N
Notícias
Gast
Das [DLMURL="http://www.inrb.pt/"]Instituto Nacional dos Recursos Biológicos[/DLMURL] (INRB) hat die Fangquote für Sardinen im Westalgarve reduziert.
Das für den Schutz der Fischbestände zuständige Amt wies die in der Kooperative Barlapescas zusammen geschlossenen Berufsfischer an, bis kommenden Mai nicht mehr als vierhundert Tonnen der kleinen Fische an Land zu bringen, die zum unverzichtbaren Bestandteil der Algarve-Küche und der regionalen Wirtschaft gehören. Das ist eine Minderung der Fangmenge um fast zwei Drittel gegenüber 2011.
Die Fischer fürchten, ab Juni könne es zum kompletten Erliegen des Sardinenfangs kommen, einige hundert Fischer und Beschäftigte in nachgeordneten Wirtschaftszweigen würden arbeitslos.
Barlapescas fordert in einem Brief an Landwirtschafts-Staatssekretär Manuel Pinto de Abreu die sofortige Aufhebung der Beschränkung. Das INRB gehe von falschen Voraussetzungen aus. Das Amt schicke pro Jahr nicht mehr als zwei mit Echolot ausgestattete Schiffe zur Erforschung der Arten-Bestandsdichte aufs Meer, doch führten solch spärliche Erhebungen bei einer Hochrechnung zu falschen Ergebnissen und „hat wirtschaftlich und menschlich unverantwortliche Folgen“, sagt Barlapescas-Präsident Mário Galhardo.
Die Kooperative will neue, regelmäßige Prüfungen der Bestände im Abstand von zwei bis vier Wochen und würde dafür auch eigene Schiffe zur Verfügung stellen. Die Fischer selbst beobachten die Entwicklung der Bestände, denn „wenn wir unkontrolliert fischen würden, gefährdeten wir selbst ja unsere Existenz“.
Sardinen gehören schon seit dem Altertum zu den beliebtesten Speisefischen des Mittelmeerraumes.

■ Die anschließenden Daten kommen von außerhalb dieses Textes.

PR #286, opened 2019-10-31
Sanitize patch requests based on openApi schema

Hyperkid123:
### Changes
- to avoid constant updates of unpermitted when updating catalog entities i added automatic cleanup based on openApi schema from `/api/catalog/v1.0/openapi.json` hosted in cloud services.

Related to: https://projects.engineering.redhat.com/browse/SSP-877 and many others. After this it should be automated.

### DIFF
--- a/src/helpers/shared/helpers.js
+++ b/src/helpers/shared/helpers.js
@@ -1,4 +1,7 @@
 import moment from 'moment';
+import get from 'lodash/get';
+
+import { PORTFOLIO_ITEM_NULLABLE, PORTFOLIO_NULLABLE } from '../../constants/nullable-attributes';
 
 export const scrollToTop = () => document.getElementById('root').scrollTo({
   behavior: 'smooth',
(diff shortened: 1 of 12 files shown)


src/helpers/shared/helpers.js
```diff
@@ -44,3 +47,19 @@ export const udefinedToNull = (entity, keys) => [ ...Object.keys(entity), ...key
...
+
+const nullableMapper = {
+  PortfolioItem: PORTFOLIO_ITEM_NULLABLE,
+  Portfolio: PORTFOLIO_NULLABLE
+};
+
+export const sanitizeValues = (values, entityType, store) => {
+  const schemas = store.getState().openApiReducer.schema.components.schemas;
+  const permittedValues = Object.keys(values)
+  .filter(key => !get(schemas, `${entityType}.properties.${key}.readOnly`))
```
syncrou: Nice!  I know what's going on here.

Hyperkid123:
> @Hyperkid123 - I am not able to navigate between the different Catalog submenus using the Chrome left side navigation.
> Everything else looks good - each individual path works, but not from the left side nav.

This have nothing to do with navigation. Its only called on two endpoints right now. Edit portfolio and edit portfolio item.

I will see what is happening with the navigation.

Hyperkid123:
> @Hyperkid123 - I am not able to navigate between the different Catalog submenus using the Chrome left side navigation.
> Everything else looks good - each individual path works, but not from the left side nav.

Nice catch. I forgot i cannot use component state in event listeners because the function definition is a closure. Should be working OK.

Sie haben ihren Namen von den ersten bekannten Fanggründen an der italienischen Insel Sardinien. Und auch eine der ältesten Fisch verarbeitenden Betriebe in Portugal, La Gondola im nordportugiesischen Matosinhos, wurde in den 1930er Jahren von einer italienischen Familie gegründet; damals war die Sardine die Grundlage der Produktion.

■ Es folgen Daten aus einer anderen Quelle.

PR #287, opened 2019-11-04
Updated share portfolio modal to look more like mocks.

Hyperkid123:
### Changes
- update share portfolio look

https://projects.engineering.redhat.com/browse/SSP-350
https://marvelapp.com/625jh26/screen/59029719

#### Before
screenshot-ci cloud redhat com-2019 11 04-10_13_15

#### After
screenshot-ci foo redhat com_1337-2019 11 04-10_12_16

### DIFF
--- a/src/presentational-components/shared/loader-placeholders.js
+++ b/src/presentational-components/shared/loader-placeholders.js
@@ -16,7 +16,9 @@ import {
   GalleryItem,
   Form,
   FormGroup,
-  Title
+  TextContent,
+  Text,
+  TextVariants
 } from '@patternfly/react-core';
 
 export const CardLoader = ({ items, ...props }) => (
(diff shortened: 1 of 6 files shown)


src/presentational-components/shared/loader-placeholders.js
```diff
@@ -158,14 +160,19 @@ const FormItemLoader = () => (
...
     <FormGroup fieldId="1">
       <FormItemLoader />
     </FormGroup>
-    <FormGroup fieldId="2">
-      <FormItemLoader />
-    </FormGroup>
-    <Title size="xl">Groups with access</Title>
+    <TextContent>
+      <Text component={ TextVariants.small }>
+        Invite group
```
lgalis: The text here should be 'Groups with access

Hyperkid123:
@lgalis so i wanted to make the groups select async select. But the rbac api does not support all the filtering features we would need to make it work properly. I added the clearable option to the select so the value can be deleted instead of empty option.

lgalis:
@Hyperkid123 - I do not see the clearable option:
Screenshot from 2019-11-05 09-20-04

Hyperkid123:
@lgalis a forgot to push the change :man_facepalming:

„Die Fische sind die Nahrung des gemeinen Mannes und die Leckerbissen der Vornehmen “, beobachtete 1801 der deutsche Naturwissenschaftler Heinrich Friedrich Link auf einer Reise durch Portugal. Er protokollierte: Sie wurden „in ungeheurer Menge an der portugiesischen Küste“ gefangen. Diese Zeiten sind schon sehr lange vorbei.
Nicht nur das portugiesische INRB, auch das Europäische Amt für Lebensmittel-Sicherheit EFSA (European Food Safety Authority) ermittelt in Sachen Fangmengen, während europaweit die Nachfrage nach den kleinen Fischen wächst. Acht von zehn Sardinen in Portugals Gewässern sind Jungtiere, so das INRB. Sie sind nicht nur weniger wert als die größeren, fleischreichen erwachsenen Exemplare. Die Kleinen müssen die Arterhaltung sichern und sind nicht für den exzessiven Fang bestimmt.

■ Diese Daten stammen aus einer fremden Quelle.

PR #289, opened 2019-11-06
[WIP] Refactoring

Hyperkid123:
### Changes
- removed all code which has something to do with workflows
  - since workflow_ref is no longer accessible in catalog entities (https://github.com/ManageIQ/catalog-api/pull/463), it was removed from UI as well 
- removed of styling for react select


Hyperkid123:
Lot of these changes were applied in the meantime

Sardinen sind so genannte Schwarm- und Wanderfische. In gewaltigen Schwärmen ziehen sie durch die Meere, das ist ihr wirksamster Schutz gegen natürliche Feinde: Raubfische können nie den gesamten Schwarm vernichten. Die Netze der Fischer holen hingegen ihre Beute ausgiebig aus diesen dicht gedrängten Beständen.
Fischer und Fabrikanten von Produkten aus der Sardina pilchardus walbaum in Konserven fordern seit langem Zertifikate für ihre Erzeugnisse, denn die Sardine sei Teil der gastronomischen Identität Portugals. Zum einen soll die Herkunft beim Handel mit den frischen Fischen, aber auch mit der Ware in der der Dose durch genaue regionale Angaben bescheinigt werden. Zum anderen müsse auch der Name des Fisches unter eine Art Reinheitsgebot fallen: In einer Konserve mit Sardinen oder Sardinen-Pastete dürfe nur Sardine sein und keine Beimischung anderen Meeresgetiers.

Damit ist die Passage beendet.